DIRECTIONS -> Print, from the listing below, the lines starting at the line containing "Currently javac only" and ending at the line containing "Investigate whether it", exactly as they stand, and print nothing else.

DATA PROVIDED ->
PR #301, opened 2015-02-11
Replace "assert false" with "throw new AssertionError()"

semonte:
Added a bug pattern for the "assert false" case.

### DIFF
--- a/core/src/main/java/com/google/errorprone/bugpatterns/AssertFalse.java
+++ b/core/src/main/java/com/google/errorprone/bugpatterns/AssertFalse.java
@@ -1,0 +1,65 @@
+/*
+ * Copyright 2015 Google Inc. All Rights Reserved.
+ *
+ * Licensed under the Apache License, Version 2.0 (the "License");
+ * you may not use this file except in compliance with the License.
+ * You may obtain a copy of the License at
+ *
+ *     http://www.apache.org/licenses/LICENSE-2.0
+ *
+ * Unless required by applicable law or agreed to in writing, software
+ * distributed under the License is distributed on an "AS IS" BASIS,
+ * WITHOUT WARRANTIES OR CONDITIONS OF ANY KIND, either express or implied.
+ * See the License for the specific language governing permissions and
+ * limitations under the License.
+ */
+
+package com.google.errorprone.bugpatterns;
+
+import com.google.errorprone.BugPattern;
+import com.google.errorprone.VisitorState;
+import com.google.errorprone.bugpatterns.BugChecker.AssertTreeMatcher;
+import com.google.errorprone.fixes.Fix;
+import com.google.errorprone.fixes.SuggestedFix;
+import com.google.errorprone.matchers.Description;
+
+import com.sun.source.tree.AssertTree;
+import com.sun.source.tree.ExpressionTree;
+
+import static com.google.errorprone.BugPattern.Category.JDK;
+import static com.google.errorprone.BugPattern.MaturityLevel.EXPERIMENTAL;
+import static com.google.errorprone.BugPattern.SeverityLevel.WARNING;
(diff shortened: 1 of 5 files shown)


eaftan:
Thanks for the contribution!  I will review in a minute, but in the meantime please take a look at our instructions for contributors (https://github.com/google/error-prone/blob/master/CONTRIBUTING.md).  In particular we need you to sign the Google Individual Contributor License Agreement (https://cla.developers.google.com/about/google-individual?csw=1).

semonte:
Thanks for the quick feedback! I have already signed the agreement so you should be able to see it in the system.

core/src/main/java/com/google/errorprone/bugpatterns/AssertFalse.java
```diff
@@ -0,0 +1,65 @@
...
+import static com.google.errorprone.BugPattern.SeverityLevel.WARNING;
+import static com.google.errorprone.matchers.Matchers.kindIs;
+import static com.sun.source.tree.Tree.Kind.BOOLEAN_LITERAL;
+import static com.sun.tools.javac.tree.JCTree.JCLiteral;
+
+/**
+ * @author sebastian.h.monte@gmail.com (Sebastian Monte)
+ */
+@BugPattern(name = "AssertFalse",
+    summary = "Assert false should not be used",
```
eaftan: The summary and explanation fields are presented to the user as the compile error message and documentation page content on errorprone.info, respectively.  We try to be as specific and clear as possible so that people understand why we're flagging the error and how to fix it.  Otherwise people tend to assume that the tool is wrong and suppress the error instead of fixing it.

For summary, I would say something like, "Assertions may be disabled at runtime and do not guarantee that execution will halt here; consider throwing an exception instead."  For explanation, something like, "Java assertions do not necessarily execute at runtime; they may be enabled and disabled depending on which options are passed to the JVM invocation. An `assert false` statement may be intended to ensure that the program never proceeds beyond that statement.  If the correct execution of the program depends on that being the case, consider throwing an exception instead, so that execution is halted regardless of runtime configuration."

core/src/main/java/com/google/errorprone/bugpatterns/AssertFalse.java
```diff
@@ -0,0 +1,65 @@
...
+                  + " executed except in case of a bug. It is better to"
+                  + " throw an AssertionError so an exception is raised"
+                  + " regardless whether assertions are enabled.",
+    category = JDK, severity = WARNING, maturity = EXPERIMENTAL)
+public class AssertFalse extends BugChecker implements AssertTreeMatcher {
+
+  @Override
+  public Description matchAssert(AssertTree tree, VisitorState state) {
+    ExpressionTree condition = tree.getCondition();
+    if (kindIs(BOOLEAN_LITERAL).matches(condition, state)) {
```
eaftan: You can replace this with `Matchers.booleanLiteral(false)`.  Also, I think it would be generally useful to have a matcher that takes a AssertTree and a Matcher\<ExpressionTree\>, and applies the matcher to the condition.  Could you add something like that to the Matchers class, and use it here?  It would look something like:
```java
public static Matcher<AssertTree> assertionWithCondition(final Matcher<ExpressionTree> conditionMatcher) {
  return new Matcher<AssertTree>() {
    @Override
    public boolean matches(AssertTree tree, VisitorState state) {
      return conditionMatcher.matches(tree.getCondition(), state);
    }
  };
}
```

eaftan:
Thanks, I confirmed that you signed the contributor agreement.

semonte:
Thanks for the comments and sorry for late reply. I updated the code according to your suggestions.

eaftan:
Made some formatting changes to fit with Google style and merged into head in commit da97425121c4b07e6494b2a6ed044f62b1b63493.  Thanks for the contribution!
--
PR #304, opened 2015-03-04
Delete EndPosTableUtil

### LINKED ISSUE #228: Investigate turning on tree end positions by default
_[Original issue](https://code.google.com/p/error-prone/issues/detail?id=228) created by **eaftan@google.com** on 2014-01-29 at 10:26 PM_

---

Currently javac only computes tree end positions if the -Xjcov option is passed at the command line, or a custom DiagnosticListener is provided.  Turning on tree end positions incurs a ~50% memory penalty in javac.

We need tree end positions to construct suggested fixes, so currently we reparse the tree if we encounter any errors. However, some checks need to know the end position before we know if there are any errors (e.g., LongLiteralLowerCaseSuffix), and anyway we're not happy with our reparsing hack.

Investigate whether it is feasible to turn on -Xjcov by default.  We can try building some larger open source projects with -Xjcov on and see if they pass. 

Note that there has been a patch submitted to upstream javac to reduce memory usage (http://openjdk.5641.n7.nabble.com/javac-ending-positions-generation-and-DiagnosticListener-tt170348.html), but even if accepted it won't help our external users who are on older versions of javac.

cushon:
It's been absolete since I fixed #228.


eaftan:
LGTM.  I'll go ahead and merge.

SOLUTION BELOW ->
Currently javac only computes tree end positions if the -Xjcov option is passed at the command line, or a custom DiagnosticListener is provided.  Turning on tree end positions incurs a ~50% memory penalty in javac.

We need tree end positions to construct suggested fixes, so currently we reparse the tree if we encounter any errors. However, some checks need to know the end position before we know if there are any errors (e.g., LongLiteralLowerCaseSuffix), and anyway we're not happy with our reparsing hack.

Investigate whether it is feasible to turn on -Xjcov by default.  We can try building some larger open source projects with -Xjcov on and see if they pass. 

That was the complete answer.